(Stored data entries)
== Segment start ==

PR #2003, opened 2020-04-24
Hard-fork compatible `BlockchainTime`

edsko:
Closes https://github.com/input-output-hk/ouroboros-network/issues/1637
Closes https://github.com/input-output-hk/ouroboros-network/issues/1205 (opened https://github.com/input-output-hk/ouroboros-network/issues/2002 for the remaining work).

Depends on https://github.com/input-output-hk/ouroboros-network/pull/1989 

This finally unblocks the further development of the hard fork combinator at https://github.com/input-output-hk/ouroboros-network/pull/1175 .

PR #2013, opened 2020-04-27
Remove `Init` phase from `TestBlockchainTime`

edsko:
I was hoping that this simplification would be possible. @nfrisby  explained that the _need_ for it arose from the fact that handlers to `onSlotChange` etc. we not called on the initial slot. That isn't the
case anymore, since we don't provide an initial value in `onSlotChange` (passing `Nothing`) so the action will in fact be called immediately. Unfortunately, the tests are failing, I'm not entirely sure why.

Fixing this will then make it easier to take steps towards a notion of time in the tests that is not slot based.

### DIFF
--- a/ouroboros-consensus/ouroboros-consensus-test-infra/src/Test/Util/Time.hs
+++ b/ouroboros-consensus/ouroboros-consensus-test-infra/src/Test/Util/Time.hs
@@ -1,5 +1,3 @@
-{-# LANGUAGE DeriveAnyClass      #-}
-{-# LANGUAGE DeriveGeneric       #-}
 {-# LANGUAGE LambdaCase          #-}
 {-# LANGUAGE ScopedTypeVariables #-}
 
@@ -24,10 +22,8 @@ module Test.Util.Time (
 
 import           Control.Monad
 import           Data.Word
-import           GHC.Generics (Generic)
 import           GHC.Stack
 
-import           Cardano.Prelude (NoUnexpectedThunks)
 import           Cardano.Slotting.Slot
 
 import           Ouroboros.Consensus.BlockchainTime
@@ -64,13 +60,6 @@ data TestBlockchainTime m = TestBlockchainTime
 newtype NumSlots = NumSlots Word64
   deriving (Show)
 
--- | The current time during a test run.
-data TestClock =
-    Initializing
-    -- ^ This phase has a non-zero but negligible duration.
-  | Running !SlotNo
-  deriving (Eq, Generic, NoUnexpectedThunks)
-
 -- | Construct new blockchain time that ticks at the specified slot duration
 --
 -- NOTE: This is just one way to construct time. We can of course also connect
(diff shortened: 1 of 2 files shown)


nfrisby:
As of commit fa03f1156bac49a3d48ae11cf6fdd317d7c33bbf, there are a couple occurrences of `onSlotChange` that look like this change will also break.

(The first hit below is just a stale comment, I think.)

```
nfrisby@frisbycomp:~/iohk$ git grep -e onSlotChange -- '*hs' | grep -v -e test-infra
ouroboros-consensus/src/Ouroboros/Consensus/NodeKernel.hs:      -- @onSlotChange@ and and before we queried the chain DB for the block
ouroboros-consensus/test-consensus/Test/Consensus/MiniProtocol/ChainSync/Client.hs:    void $ onSlotChange registry testBtime "scheduled updates" $ \slot -> do
ouroboros-consensus/test-storage/Test/Ouroboros/Storage/ChainDB/Mock.hs:    void $ onSlotChange registry btime "ChainDB.Mock.advanceCurSlot" $
```

E.G. The ChainSync client test will never receive `SlotNo 0` for that `slot` binding.

edsko:
Hmm I thought about this, and I tried a similar fix, but in a much simpler way (I just ticked `numSlots - 1` times) -- and that failed. Now I don't understand why the two aren't equivalent... Maybe I just made a mistake. Let me try agian.

edsko:
so

```haskell
    loop :: StrictTVar m SlotNo -> StrictMVar m () -> m ()
    loop slotVar doneVar = go (numSlots - 1)
      where
        -- count off each requested slot
        go :: Word64 -> m ()
        go 0 = putMVar doneVar () -- signal the end of the final slot
        go n = do
            threadDelay (nominalDelay (getSlotLength slotLen))
            atomically $ modifyTVar slotVar $ succ
            go (n - 1)
```

indeed leads to test failures :thinking:

edsko:
Ok, I think the difference is rather subtle, and points to maybe a brittleness in the tests that we might want to think about addressing. I wrote this test:

```haskell
main :: IO ()
main = withRegistry $ \registry -> do
    logMsg "Initializating clock"
    clock <- newTestBlockchainTime registry (NumSlots 5) (SlotLength 0.1)
    logMsg "Starting"
    _cancel <- onSlotChange registry clock "watch" (logMsg . show)
    testBlockchainTimeDone clock
    logMsg "Aaaaaand done"

logMsg :: String -> IO ()
logMsg str = do
    time <- getCurrentTime
    putStrLn $ show time ++ ": " ++ str
```

With my version, this outputs something like

```
07:42:38: Initializating clock
07:42:38: Starting
07:42:38: SlotNo {unSlotNo = 0}
07:42:40: SlotNo {unSlotNo = 1}
07:42:42: SlotNo {unSlotNo = 2}
07:42:44: SlotNo {unSlotNo = 3}
07:42:46: SlotNo {unSlotNo = 4}
07:42:46: Aaaaaand done
```

and sometimes

```
Initializating clock
Starting
SlotNo {unSlotNo = 0}
SlotNo {unSlotNo = 1}
SlotNo {unSlotNo = 2}
SlotNo {unSlotNo = 3}
Aaaaaand done
SlotNo {unSlotNo = 4}
```

The order of the last two is not guaranteed, and depends on the precise order in which the various threads are woken up.

Your version provides a stronger guarantee: the`done` variable will be set strictly _after_ the last slot was written; in fact, a full slot length after:

```
07:47:05: Initializating clock
07:47:05: Starting
07:47:05: SlotNo {unSlotNo = 0}
07:47:07: SlotNo {unSlotNo = 1}
07:47:09: SlotNo {unSlotNo = 2}
07:47:11: SlotNo {unSlotNo = 3}
07:47:13: SlotNo {unSlotNo = 4}
07:47:15: Aaaaaand done
```

Note the full additional two second delay.

edsko:
Ok, this was useful. I will see how this plays out in my new test time abstraction.

edsko:
Ok, I have incorporated the lesson from this branch in https://github.com/input-output-hk/ouroboros-network/pull/2003 .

== Segment end ==

### PROMPT:
Restate word for word only the lines running from the beginning of the data to the line holding "PR #2013, opened 2020-04-27", both included.

### SOLUTION TO THIS EXERCISE:
PR #2003, opened 2020-04-24
Hard-fork compatible `BlockchainTime`

edsko:
Closes https://github.com/input-output-hk/ouroboros-network/issues/1637
Closes https://github.com/input-output-hk/ouroboros-network/issues/1205 (opened https://github.com/input-output-hk/ouroboros-network/issues/2002 for the remaining work).

Depends on https://github.com/input-output-hk/ouroboros-network/pull/1989 

This finally unblocks the further development of the hard fork combinator at https://github.com/input-output-hk/ouroboros-network/pull/1175 .

PR #2013, opened 2020-04-27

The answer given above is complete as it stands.